PR #421, opened 2023-11-22
Connection profiles sql

jacksonrnewhouse:
This lets users specify the name of a saved connection profile via `connection_profile` key in WITH clause. I think we might want to also add a connection profiles view in the UI, as right now it is pretty hidden.

### DIFF
--- a/arroyo-connectors/src/lib.rs
+++ b/arroyo-connectors/src/lib.rs
@@ -1,6 +1,6 @@
 use anyhow::{anyhow, bail, Context};
 use arroyo_rpc::api_types::connections::{
-    ConnectionSchema, ConnectionType, FieldType, SourceField, SourceFieldType,
+    ConnectionProfile, ConnectionSchema, ConnectionType, FieldType, SourceField, SourceFieldType,
 };
 use arroyo_rpc::primitive_to_sql;
 use arroyo_types::string_to_map;
@@ -120,6 +120,7 @@ pub trait Connector: Send {
         name: &str,
         options: &mut HashMap<String, String>,
         schema: Option<&ConnectionSchema>,
+        profile: Option<&ConnectionProfile>,
     ) -> anyhow::Result<Connection>;
 
     fn from_config(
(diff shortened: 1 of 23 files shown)


arroyo-connectors/src/lib.rs
```diff
@@ -120,6 +120,7 @@ pub trait Connector: Send {
         name: &str,
         options: &mut HashMap<String, String>,
         schema: Option<&ConnectionSchema>,
+        profile: Option<&ConnectionProfile>,
```
mwylde, line 123: Could this be `Self::ProfileT` instead of `ConnectionProfile`, like it is in `from_config`? That would remove the responsibility of the individual connectors for having to do the deserialization and handle errors.

arroyo-sql/src/tables.rs
```diff
@@ -646,10 +648,32 @@ impl Table {
                             .collect(),
                     }))
                 }
-                Some(connector) => Ok(Some(Table::ConnectorTable(
-                    ConnectorTable::from_options(&name, connector, fields, &mut with_map)
+                Some(connector) => {
+                    let connection_profile = match with_map.remove("connection_profile") {
```
mwylde, line 652: It doesn't appear that we validate that the profile is for the correct connector. I think that's worth doing so we can give a reasonable error to the user.

mwylde (changes requested):

build_dir/pipeline/Cargo.toml
```diff
@@ -17,7 +17,7 @@ serde_json = "1.0"
 arrow = { workspace = true}
 arrow-array = { workspace = true}
 arroyo-types = { path = "../../arroyo-types" }
-arroyo-worker = { path = "../../arroyo-worker" }
+arroyo-worker = { path = "../../arroyo-worker" , features = ["kafka-sasl"] }
```
mwylde, line 20: Did you mean to commit this?

arroyo-sql/src/tables.rs
jacksonrnewhouse: Done

build_dir/pipeline/Cargo.toml
jacksonrnewhouse: nope, reverted.

mwylde (approved):

PR #437, opened 2023-12-02
Switch rust builds to ubicloud runners

mwylde:
This is a 10x cost savings over github's runners


crohr:
@mwylde I know you're probably happy with Ubicloud, but just in case you're interested, I ran the same workflow using [RunsOn](https://runs-on.com) and got a build in less than 5 min. Same (or even cheaper pricing), with everything on-premise.

https://github.com/runs-on/arroyo/actions/runs/7723361513/job/21053291933

Issue #438, opened 2023-12-07
Group bys with floats fail to compile


mwylde:
```sql
create table nexmark with (
    connector = 'nexmark',
    event_rate = '5'
);

select cast(bid.price as float) 
from nexmark
group by 1;
```

```
error[E0277]: the trait bound `f32: std::cmp::Eq` is not satisfied
   --> pipeline/src/main.rs:290:5
    |
278 | #[derive(Eq, Hash, Ord)]
    |          -- in this derive macro expansion
...
290 |     pub nexmark_bid_price_: Option<f32>,
    |     ^^^^^^^^^^^^^^^^^^^^^^^^^^^^^^^^^^^ the trait `std::cmp::Eq` is not implemented for `f32`
    |
    = help: the following other types implement trait `std::cmp::Eq`:
              isize
              i8
              i16
              i32
              i64
              i128
              usize
              u8
            and 4 others
    = note: required for `std::option::Option<f32>` to implement `std::cmp::Eq`
```

mwylde:
Fixed in #442

PR #442, opened 2023-12-08
Fail on queries that use floats as keys

mwylde:
Addresses #438 by now producing an error at the planning stage when a float is used as a key in a group or join.


arroyo-sql/src/types.rs
```diff
@@ -901,6 +901,16 @@ impl TypeDef {
         }
     }
 
+    pub fn can_be_key(&self) -> bool {
```
jacksonrnewhouse, line 904: Can we have this be a `Result<()>` which reports that float can't be a key, rather than having the callers report that?

jacksonrnewhouse (approved):

arroyo-sql/src/types.rs
mwylde: That's a good idea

> [The problem]:
Which lines above run from the one containing "use arroyo_types::string_to_map;" to the one containing "This is a 10x"? Give them again exactly, both ends included.

> [Answer area]:
 use arroyo_types::string_to_map;
@@ -120,6 +120,7 @@ pub trait Connector: Send {
         name: &str,
         options: &mut HashMap<String, String>,
         schema: Option<&ConnectionSchema>,
+        profile: Option<&ConnectionProfile>,
     ) -> anyhow::Result<Connection>;
 
     fn from_config(
(diff shortened: 1 of 23 files shown)


arroyo-connectors/src/lib.rs
```diff
@@ -120,6 +120,7 @@ pub trait Connector: Send {
         name: &str,
         options: &mut HashMap<String, String>,
         schema: Option<&ConnectionSchema>,
+        profile: Option<&ConnectionProfile>,
```
mwylde, line 123: Could this be `Self::ProfileT` instead of `ConnectionProfile`, like it is in `from_config`? That would remove the responsibility of the individual connectors for having to do the deserialization and handle errors.

arroyo-sql/src/tables.rs
```diff
@@ -646,10 +648,32 @@ impl Table {
                             .collect(),
                     }))
                 }
-                Some(connector) => Ok(Some(Table::ConnectorTable(
-                    ConnectorTable::from_options(&name, connector, fields, &mut with_map)
+                Some(connector) => {
+                    let connection_profile = match with_map.remove("connection_profile") {
```
mwylde, line 652: It doesn't appear that we validate that the profile is for the correct connector. I think that's worth doing so we can give a reasonable error to the user.

mwylde (changes requested):

build_dir/pipeline/Cargo.toml
```diff
@@ -17,7 +17,7 @@ serde_json = "1.0"
 arrow = { workspace = true}
 arrow-array = { workspace = true}
 arroyo-types = { path = "../../arroyo-types" }
-arroyo-worker = { path = "../../arroyo-worker" }
+arroyo-worker = { path = "../../arroyo-worker" , features = ["kafka-sasl"] }
```
mwylde, line 20: Did you mean to commit this?

arroyo-sql/src/tables.rs
jacksonrnewhouse: Done

build_dir/pipeline/Cargo.toml
jacksonrnewhouse: nope, reverted.

mwylde (approved):

PR #437, opened 2023-12-02
Switch rust builds to ubicloud runners

mwylde:
This is a 10x cost savings over github's runners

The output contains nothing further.